Lawns are one of those landscape features in need of fairly constant attention beyond mowing. You can slow the decline by fixing problems, but even healthy lawns will need some intervention sooner or later. We live in a region turf specialists call the transition zone, meaning we’re too far south for cool-season grasses to like our summers and too far north for warm-season grasses to do well in winter and early spring.
September and October are the best months for lawn fixing, especially for seeding preferred cool-season fescues. It may seem more intuitive to seed in the spring, when everything is growing, but spring seedlings can be too frail to handle the rigors of summer. Fall-started grass will have developed more fully before the stresses of next year’s growing season.
I talked to a number of turf experts — Debra Ricigliano of the Maryland Home and Garden Information Center; Dwayne Parris of Chapel Valley Landscape Co.; Murray Cook of the Brickman Group’s Sports Turf Services; Jody Fetzer of Hillwood Estate, Museum and Gardens; and Scott Steinfeldt of Chanticleer Garden — and also recalled my own lawn-repair adventures over the years.
If you are faced with a declining lawn and a desire to fix it yourself, you have three options: complete renovation, overseeding or patching bare spots.
Renovating the lawn
If your lawn is thin and overrun with weeds, it may be time to start again. A complete renovation gives you a chance to deal with perennial weeds and reverse soil compaction, improve the topsoil and switch to a better variety of turfgrass. The standard advice is that if your lawn is more than half weeds, complete renovation is in order.
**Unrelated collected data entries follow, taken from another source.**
PR #373, opened 2021-05-18
[sunsch] Adding support for clocktimes

vkip:
Adding support for clocktimes in sunsch by using a local version of time_vector.py (the version from current opm-common/master, to be generally available with the next OPM release).

### DIFF
--- a/setup.cfg
+++ b/setup.cfg
@@ -43,3 +43,6 @@ ignore_directives=argparse,automodule
 
 [mypy-*]
 ignore_missing_imports = True
+
+[isort]
+profile=black


ertomatic:

src/subscript/sunsch/time_vector.py
```diff
@@ -0,0 +1,409 @@
+import datetime
```
berland, line 1: Add a comment at the top that this file is due to be removed by November 2021, when OPM 2021.10 is out.

tests/test_sunsch.py
```diff
@@ -344,9 +344,8 @@ def test_days_float(readonly_datadir):
     # The TimeVector object has the "correct" date including time,
     # being 0.1 days after 2020-1-11
     assert datetime.datetime(2020, 1, 11, 2, 24, 0) in sch.dates
-    # However, the clocktime is not included when the TimeVector
-    # object is stringified:
-    assert "11 'JAN' 2020/" in str(sch)
+    # Now also the clocktime is stringified (using updated TimeVector)
```
berland, line 347: Not needed comment, this is git history! :)

tests/test_sunsch.py
```diff
@@ -344,9 +344,8 @@ def test_days_float(readonly_datadir):
     # The TimeVector object has the "correct" date including time,
```
berland, line 344: Maybe remove this comment as well, as it does not make much sense any longer.

tests/test_sunsch.py
```diff
@@ -374,8 +373,8 @@ def test_starttime(readonly_datadir):
         "insert": [{"filename": "foo1.sch", "days": 10}],
     }
     sch = sunsch.process_sch_config(sunschconf)
-    # Dates are rounded down, clock-times are not supported
```
berland, line 377: can you check the assert in line 368 above, that 00:00 is not included? (unless we want it included?)

vkip: It will actually be included - updated assert accordingly.

berland: And there are no side-effects in existing usage of `sunsch` when "00:00:00" is included?

tests/test_sunsch.py
```diff
@@ -355,8 +354,8 @@ def test_days_float(readonly_datadir):
     }
     sch = sunsch.process_sch_config(sunschconf)
     assert datetime.datetime(2020, 1, 11, 21, 36, 0) in sch.dates
-    # Rounding is downwards:
-    assert "11 'JAN' 2020/" in str(sch)
+    # TimeVector now support clocktimes
+    assert "11 'JAN' 2020 21:36" in str(sch)
```
berland, line 355: The Eclipse manual does not exemplify that 21:36 is an ok substitute for 21:36:00. Can you confirm that Eclipse will not choke on it?

berland:
Should this PR get ready and tested in bleeding before being released?

berland:
Merge window for komodo 2021.07 closes Thursday. Will this get there?

PR #810, opened 2015-09-29
UI Framework: Add missing QDataStream include for Qt5.0.0

gpaes:
This include is missing when compiling with Qt5.5.0.
I also tested successfully this patch with Qt5.4.1.


billbonney:
Thanks, this change is already in the qt55-wip branch which we are uisng to track Qt5.5 :+1:

PR #811, opened 2015-10-01
Fix race

tcanabrava:
I got into a recursion inside of MainWindow::instance() because the second call inside ApmFirmwareConfig::hideEvent was being called before the first call to MainWindow::instance() was finished. This happened because of a call to StackedWidget->setCurrentWidget hided the ApmFirmwareConfig, triggering the faulty call.


billbonney:
Thanks for the fix. That said its probably better solution to fix the port scanning to happen when the window is shown and remove the time start from the constructor entirely. What do you think?

tcanabrava:
Easy to do. will send a new patch in a few moments.

tcanabrava:
https://github.com/diydrones/apm_planner/pull/814

PR #819, opened 2015-10-05
Dont use QObjects in different threads (fix 802)

tcanabrava:
This code is experimental and by no means should be merged to
master: it still has bugs ( mainly, it broke the connect / disconnect
buttons ).

The code added in 20f7b8f to workaround a Qt bug also created a new
issue: it constantly changed the thread that an object was created
without paying attention about the signal / slot connection nor the
thread ownership.

This code moves all object creation from within the UDPLink object
inside the UDPLink thread, and the communication for the thread
contol is done via boolean flags (_restart, _reconnect, _finish, etc
) that the thread mainloop will certainly hit and do what is requested.

Tested and there is no more crash because of broken UDP content,
unfortunatelly it also broke the interface buttons for connection /
disconnection, but that's easily fixable.

Signed-off-by: Tomaz Canabrava <tomaz.canabrava@intel.com>

### DIFF
--- a/src/comm/UDPLink.cc
+++ b/src/comm/UDPLink.cc
@@ -37,6 +37,7 @@ This file is part of the QGROUNDCONTROL project
 #include <QTimer>
 #include <QList>
 #include <QMutexLocker>
+#include <QtNetwork/qhostaddress.h>
 #include <iostream>
 #include <QHostInfo>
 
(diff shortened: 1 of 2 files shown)


billbonney:
The changes in #819 works on OSX as I have just tested it
it’s using QMAKE_MAC_SDK = macosx10.11 (ie Xcode 7.0.1) toolchain

tcanabrava:
closed because I'm opening a new one that fixes things without breaking the connections.

PR #820, opened 2015-10-07
Dont use QObjects in different threads (fix 802)

tcanabrava:
The code added in 20f7b8f to workaround a Qt bug also created a new
issue: it constantly changed the thread that an object was created
without paying attention about the signal / slot connection nor the
thread ownership.

This code moves all object creation from within the UDPLink object
inside the UDPLink thread, and the communication for the thread
contol is done via boolean flags (_restart, _reconnect, _finish, etc
) that the thread mainloop will certainly hit and do what is requested.

Since a single approach is usually better than two different approaches
because it's easier to spot a bug and fix it, I removed the
BROKEN_SIGNAL define that was used to create two very different
approaches of the code and used only the code that should work for the
BROKEN_SIGNAL case, since it also should work for the non-broken signal
ones.

Tested and there is no more crash because of broken UDP content,
connection and disconnection of the UDP link works, no more random
crashes on linux because of threads and UDP connection.

Signed-off-by: Tomaz Canabrava <tomaz.canabrava@intel.com>

### DIFF
--- a/src/comm/UDPLink.cc
+++ b/src/comm/UDPLink.cc
@@ -28,15 +28,11 @@ This file is part of the QGROUNDCONTROL project
  *
  */
 #include <QtGlobal>
-#if QT_VERSION > 0x050401
-#define UDP_BROKEN_SIGNAL 1
-#else
-#define UDP_BROKEN_SIGNAL 0
-#endif
 
 #include <QTimer>
 #include <QList>
 #include <QMutexLocker>
+#include <QtNetwork/qhostaddress.h>
 #include <iostream>
 #include <QHostInfo>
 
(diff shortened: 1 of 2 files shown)


billbonney:
Thanks, this should fix https://github.com/diydrones/apm_planner/issues/802

When naming commits use the naming convention as specified in https://github.com/diydrones/apm_planner/blob/master/CONTRIBUTING.md

I'll rename this one on merge to master, but for future it would be something like

' UDP Link: Fixes#802 Dont use QObjects in different threads '

Thanks again for spending the time to fix this for the linux users on AP2 :+1: 

(It should be merged today, I am just testing with Qt5.5.0 as well)

billbonney:
Merged... Sorry forgot to close this.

The size of the lawn dictates the approach. A small urban lawn can be handled easily with manual tools, but once you are faced with anything more than 2,000 square feet, you need mechanical help.
You can spray your old lawn with glyphosate (most economically as concentrate diluted in a sprayer) and heed all the label precautions. It is too late to use more persistent herbicides, which would interfere with grass-seedling growth. This may include glyphosate with added herbicidal ingredients. After spraying with glyphosate, wait seven days, and then dig up or rototill the dead lawn. Alternatively, you can dig up the live lawn, separate the vegetation and add the turf remnants to the compost pile, and sow seed without the wait.
Before laying the seed, add two to four inches of soil amendments. A mixture of topsoil, organic matter and washed sand will do wonders: Incorporate the mix into the existing soil before raking smooth. Add starter fertilizer at the recommended label rate.